The estimated incidence ranges from 2 to 7 new cases per 100,000 children. While the exact prevalence remains uncertain it is approximately estimated to be between 10 and 50 cases per 100,000 children [9]. MCD is uncommon in adults, and the precise occurrence is undetermined. In preadolescents, MCD makes up 85-95% of all cases of nephrotic syndrome, while in adolescents and young adults the prevalence is 50%, and in adults MCD accounts for 10-15% of primary nephrotic syndrome cases. Corticosteroid treatment is usually effective in inducing remission, but relapse is common and repeated therapy is often required. Among children with MCD, 25% never relapse, 25% relapse infrequently, and 50% have numerous relapses [16].

While there are anecdotal case reports of ADPKD associated with nephrotic syndrome, including MCD, the prevalence of such associations is extremely low [2, 17].
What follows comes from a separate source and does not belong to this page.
PR #124, opened 2017-08-08
Update phpcs with symfony 3 coding standard

tatitati:
This new phpcs follow the same rules than before (the new library is an extension of the symfony2 with small differences):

First author Age Sex Kidney Biopsy Diagnosis Therapy Outcome
Ekaterini et al. [9] 9 M No CS (oral) Remission
Savaj et al. [18] 29 M Yes FSGS CS + cyclosporine Remission
Peces et al. [19] 38 M Yes MN 1. CS

2. CS + Chlorambucil

 

3. CS + MFM

 1. Resistence

2. Partial remission for ten months

3. Remission
Hiura et al. [20] 70 M Yes IgAN CS Remission
Sar et al. [21] 39 M No Amyloidosis secondary TBC Colchicine + TBC terapy N/A
Akinbodewa et al. [22] 24 F Yes SLE stage II Prednisolone + MFM Remission
D’Cruz et al. [23] 35 M Yes D-PGN Conservative Partial remission
Visciano B et al. [2] 26 M Yes MPGN CS (oral) Remission
Yenigun et al. [24] 52 M Yes Amyloidosis Colchicine Started hemodialysis
Oda Y et al. [25] 23 M Yes FSGS Conservative

 

 Started hemodialysis
Table 1. Cases of nephrotic syndrome related to ADPKD since 2000. MCD: minimal change disease; FSGS: focal segmental glomerulosclerosis; MN: membranous nephropathy; IgAN: IgA nephropathy; D-PGN: diffuse proliferative glomerulonephritis; SLE: Systemic lupus erythematosus; MPGN: mesangial proliferative glomerulonephritis. N/A: Data not available. mycophenolate mofetil (MFM).
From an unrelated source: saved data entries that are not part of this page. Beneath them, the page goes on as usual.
PR #126, opened 2017-08-08
Rdfa tags

felipeparaujo:


programmes-developers:

BjornTwachtmann:
Looks sensible to me.

src/ValueObject/MetaContext.php
```diff
@@ -25,6 +29,12 @@ class MetaContext
     /** @var string */
     private $canonicalUrl = '';
 
+    /** @var string */
+    private $schemaType = '';
+
+    /** @var string */
+    private $vocabulary = 'http://schema.org/';
```
votemike: Does this need to be a property?

src/ValueObject/MetaContext.php
```diff
@@ -83,6 +90,16 @@ public function titlePrefix(): string
         return $this->titlePrefix;
     }
 
+    public function getRdfaAttributes(): string
+    {
+        $tags = 'vocab=' . $this->vocabulary;
+        if (!empty($this->schemaType)) {
+            $tags .= ' typeof=' . $this->schemaType;
```
votemike: Tempted to build an array an implode on a space. But not super important.

src/ValueObject/MetaContext.php
```diff
@@ -98,4 +115,27 @@ private function coreEntityTitlePrefix(CoreEntity $coreEntity): string
...
+
+        if ($entity instanceof Brand) {
+            return $type . 'Series';
+        }
+
+        if ($entity instanceof Clip) {
+            return $type . 'Clip';
+        }
+
+        return '';
```
votemike: throw an Exception???

src/ValueObject/MetaContext.php
felipeparaujo: Not really, I just want to make clear which vocab we're using

src/ValueObject/MetaContext.php
felipeparaujo: Why? it's just something we haven't mapped yet. In that case, we just don't add the typeof tag.

src/ValueObject/MetaContext.php
felipeparaujo: I'm changing this, but it's going to look cleaner without the implode

src/ValueObject/MetaContext.php
```diff
@@ -83,6 +87,15 @@ public function titlePrefix(): string
         return $this->titlePrefix;
     }
 
+    public function getRdfaAttributes(): string
+    {
+        if (empty($this->schemaType)) {
```
BPScott: `if (!$this->schemaType)`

In this paper, we present a case of a young woman with ADPKD who developed nephrotic syndrome, likely due to MCD, highlighting the importance of vigilance for glomerular involvement in ADPKD patients presenting with nephrotic-range proteinuria. Timely diagnosis and personalized treatment are essential for optimizing outcomes in such rare occurrences.

 

Case report

A 52-year-old woman with a medical history notable for allergies to NSAIDs, dust mites, cypress pollen, and cat dander. The patient’s mother is alive and has hemophilia A, while the father is affected by autosomal dominant polycystic kidney disease. Remarkably, the patient herself is a carrier of hemophilia A, inherited maternally.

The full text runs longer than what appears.